_Prompt_
Everything in the listing must be repeated word for word.
+ + + + + + +
PR #1196, opened 2022-01-13
Automatically update group dof

### LINKED ISSUE #687: Automatically update the number of degrees of freedom in Group

joaander:
## Description

Automatically update the number of degrees of freedom in each group when the user performs actions that are likely to change it.

## Motivation and context

Users expect MD integration methods to thermostat the system correctly and `ThermodynamicQuantities.kinetic_temperature` to return the correct value - even when they make changes to their system such as:
* Adding particles.
* Changing the `integrate_rotational_dof` setting.
* Changing integrators or integration methods.
* Changing the particles an integration method acts on with `FilterUpdater`.

When changing moments of inertia with local snapshots, users still need to manually call `update_group_dof`. I do not want to incur the performance hit for all users of local snapshots where performance is critical.

Resolves #687

## How has this been tested?
I added unit tests.

## Change log

```
Changed:

* Call ``update_group_dof`` implicitly in ``set_snapshot``, when changing integrators or integration methods, and on steps where ``FilterUpdater`` acts on the system.
* [breaking] ``update_group_dof`` defers counting the degrees of freedom until the next timestep or the next call to ``Simulation.run``.
```

## Checklist:

### DIFF
--- a/hoomd/md/pytest/test_update_group_dof.py
+++ b/hoomd/md/pytest/test_update_group_dof.py
@@ -26,7 +26,7 @@ def snapshot_factory(device):
                 [1, 1, 1],
             ]
             snap.particles.angmom[:] = [[0, 2, 4, 6]] * 3
-            snap.particles.types = ['A']
+            snap.particles.types = ['A', 'B']
 
         return snap
 
@@ -82,6 +82,7 @@ def test_local_snapshot(simulation_factory, snapshot_factory):
     sim.run(0)
 
     # reduce the rotational dof by modifying the moment of inertia of particle 0
+    # TODO: Fix
     with sim.state.cpu_local_snapshot as snapshot:
         N = len(snapshot.particles.position)
         idx = snapshot.particles.rtag[0]
@@ -136,7 +137,7 @@ def test_set_method(simulation_factory, snapshot_factory):
     sim = simulation_factory(snapshot)
     filter_all = hoomd.filter.All()
     method1 = hoomd.md.methods.Langevin(filter=filter_all, kT=1.0)
-    integrator1 = hoomd.md.Integrator(
+    integrator = hoomd.md.Integrator(
         0.005,
         methods=[method1],
         integrate_rotational_dof=True,
@@ -144,7 +145,7 @@ def test_set_method(simulation_factory, snapshot_factory):
 
     method2 = hoomd.md.methods.NVT(filter=filter_all, kT=1.0, tau=1.0)
 
-    sim.operations.integrator = integrator1
+    sim.operations.integrator = integrator
     thermo = hoomd.md.compute.ThermodynamicQuantities(filter=filter_all)
     sim.operations.add(thermo)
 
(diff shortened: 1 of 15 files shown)


joaander:
I am investigating the failing test.

hoomd/md/pytest/test_update_group_dof.py
```diff
@@ -0,0 +1,242 @@
...
+    # check initial degrees of freedom in snapshot
+    sim.run(0)
+    assert thermo.translational_degrees_of_freedom == 9
+    assert thermo.rotational_degrees_of_freedom == 7
+
+    # add a particle and check after set_snapshot
+    if snapshot.communicator.rank == 0:
+        snapshot.particles.N = 4
+        if snapshot.communicator.rank == 0:
+            snapshot.particles.moment_inertia[3] = [0, 0, 1]
```
tommy-waltmann, line 59:
```suggestion
        snapshot.particles.moment_inertia[3] = [0, 0, 1]
```
Since you already know you're on rank 0 at this point, the extra check shouldn't be necessary

hoomd/md/pytest/test_update_group_dof.py
```diff
@@ -0,0 +1,242 @@
...
+            snap.particles.N = 3
+            snap.particles.position[:] = [[0, 1, 0], [-1, 1, 0], [1, 1, 0]]
+            snap.particles.velocity[:] = [[0, 0, 0], [0, -1, 0], [0, 1, 0]]
+            snap.particles.moment_inertia[:] = [
+                [2.0, 0, 0],
+                [1, 1, 1],
+                [1, 1, 1],
+            ]
+            snap.particles.angmom[:] = [[0, 2, 4, 6]] * 3
+            snap.particles.types = ['A', 'B']
```
tommy-waltmann, line 28: Why set multiple particle types if no particles are of the `B` type?

hoomd/md/pytest/test_update_group_dof.py
```diff
@@ -0,0 +1,242 @@
...
+            snapshot.particles.moment_inertia[3] = [0, 0, 1]
+    sim.state.set_snapshot(snapshot)
+
+    sim.run(0)
+    assert thermo.translational_degrees_of_freedom == 12
+    assert thermo.rotational_degrees_of_freedom == 8
+
+
+def test_local_snapshot(simulation_factory, snapshot_factory):
+    """Test dof update after local snapshot release."""
```
tommy-waltmann, line 68:
```suggestion
    """Test dof doesn't update after local snapshot release."""
```

tommy-waltmann (changes requested):
Just a couple small things to fix.

hoomd/md/pytest/test_update_group_dof.py
joaander: `test_filter_updater` uses the B type and a type filter to change the number of degrees of freedom with a `FilterUpdater`. The other tests don't use it, but it takes a few characters less code to provide it in the snapshot fixture regardless.

joaander:
@tommy-waltmann I just pushed a change to the way the group cache is stored in C++. The logic is the same, but now there are two caches, one in Python (a dict of dicts) and one in C++ (a std::vector) that are kept in sync. We only ever add items to the cache, so the synchronization process is trivial.

tommy-waltmann (approved):
Once the checks/tests pass, this can be merged.

b-butler (approved):
Looks good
+ + + + + + +
_Solved exercise_
PR #1196, opened 2022-01-13
Automatically update group dof

### LINKED ISSUE #687: Automatically update the number of degrees of freedom in Group

joaander:
## Description

Automatically update the number of degrees of freedom in each group when the user performs actions that are likely to change it.

## Motivation and context

Users expect MD integration methods to thermostat the system correctly and `ThermodynamicQuantities.kinetic_temperature` to return the correct value - even when they make changes to their system such as:
* Adding particles.
* Changing the `integrate_rotational_dof` setting.
* Changing integrators or integration methods.
* Changing the particles an integration method acts on with `FilterUpdater`.

When changing moments of inertia with local snapshots, users still need to manually call `update_group_dof`. I do not want to incur the performance hit for all users of local snapshots where performance is critical.

Resolves #687

## How has this been tested?
I added unit tests.

## Change log

```
Changed:

* Call ``update_group_dof`` implicitly in ``set_snapshot``, when changing integrators or integration methods, and on steps where ``FilterUpdater`` acts on the system.
* [breaking] ``update_group_dof`` defers counting the degrees of freedom until the next timestep or the next call to ``Simulation.run``.
```

## Checklist:

### DIFF
--- a/hoomd/md/pytest/test_update_group_dof.py
+++ b/hoomd/md/pytest/test_update_group_dof.py
@@ -26,7 +26,7 @@ def snapshot_factory(device):
                 [1, 1, 1],
             ]
             snap.particles.angmom[:] = [[0, 2, 4, 6]] * 3
-            snap.particles.types = ['A']
+            snap.particles.types = ['A', 'B']
 
         return snap
 
@@ -82,6 +82,7 @@ def test_local_snapshot(simulation_factory, snapshot_factory):
     sim.run(0)
 
     # reduce the rotational dof by modifying the moment of inertia of particle 0
+    # TODO: Fix
     with sim.state.cpu_local_snapshot as snapshot:
         N = len(snapshot.particles.position)
         idx = snapshot.particles.rtag[0]
@@ -136,7 +137,7 @@ def test_set_method(simulation_factory, snapshot_factory):
     sim = simulation_factory(snapshot)
     filter_all = hoomd.filter.All()
     method1 = hoomd.md.methods.Langevin(filter=filter_all, kT=1.0)
-    integrator1 = hoomd.md.Integrator(
+    integrator = hoomd.md.Integrator(
         0.005,
         methods=[method1],
         integrate_rotational_dof=True,
@@ -144,7 +145,7 @@ def test_set_method(simulation_factory, snapshot_factory):
 
     method2 = hoomd.md.methods.NVT(filter=filter_all, kT=1.0, tau=1.0)
 
-    sim.operations.integrator = integrator1
+    sim.operations.integrator = integrator
     thermo = hoomd.md.compute.ThermodynamicQuantities(filter=filter_all)
     sim.operations.add(thermo)
 
(diff shortened: 1 of 15 files shown)


joaander:
I am investigating the failing test.

hoomd/md/pytest/test_update_group_dof.py
```diff
@@ -0,0 +1,242 @@
...
+    # check initial degrees of freedom in snapshot
+    sim.run(0)
+    assert thermo.translational_degrees_of_freedom == 9
+    assert thermo.rotational_degrees_of_freedom == 7
+
+    # add a particle and check after set_snapshot
+    if snapshot.communicator.rank == 0:
+        snapshot.particles.N = 4
+        if snapshot.communicator.rank == 0:
+            snapshot.particles.moment_inertia[3] = [0, 0, 1]
```
tommy-waltmann, line 59:
```suggestion
        snapshot.particles.moment_inertia[3] = [0, 0, 1]
```
Since you already know you're on rank 0 at this point, the extra check shouldn't be necessary

hoomd/md/pytest/test_update_group_dof.py
```diff
@@ -0,0 +1,242 @@
...
+            snap.particles.N = 3
+            snap.particles.position[:] = [[0, 1, 0], [-1, 1, 0], [1, 1, 0]]
+            snap.particles.velocity[:] = [[0, 0, 0], [0, -1, 0], [0, 1, 0]]
+            snap.particles.moment_inertia[:] = [
+                [2.0, 0, 0],
+                [1, 1, 1],
+                [1, 1, 1],
+            ]
+            snap.particles.angmom[:] = [[0, 2, 4, 6]] * 3
+            snap.particles.types = ['A', 'B']
```
tommy-waltmann, line 28: Why set multiple particle types if no particles are of the `B` type?

hoomd/md/pytest/test_update_group_dof.py
```diff
@@ -0,0 +1,242 @@
...
+            snapshot.particles.moment_inertia[3] = [0, 0, 1]
+    sim.state.set_snapshot(snapshot)
+
+    sim.run(0)
+    assert thermo.translational_degrees_of_freedom == 12
+    assert thermo.rotational_degrees_of_freedom == 8
+
+
+def test_local_snapshot(simulation_factory, snapshot_factory):
+    """Test dof update after local snapshot release."""
```
tommy-waltmann, line 68:
```suggestion
    """Test dof doesn't update after local snapshot release."""
```

tommy-waltmann (changes requested):
Just a couple small things to fix.

hoomd/md/pytest/test_update_group_dof.py
joaander: `test_filter_updater` uses the B type and a type filter to change the number of degrees of freedom with a `FilterUpdater`. The other tests don't use it, but it takes a few characters less code to provide it in the snapshot fixture regardless.

joaander:
@tommy-waltmann I just pushed a change to the way the group cache is stored in C++. The logic is the same, but now there are two caches, one in Python (a dict of dicts) and one in C++ (a std::vector) that are kept in sync. We only ever add items to the cache, so the synchronization process is trivial.

tommy-waltmann (approved):
Once the checks/tests pass, this can be merged.

b-butler (approved):
Looks good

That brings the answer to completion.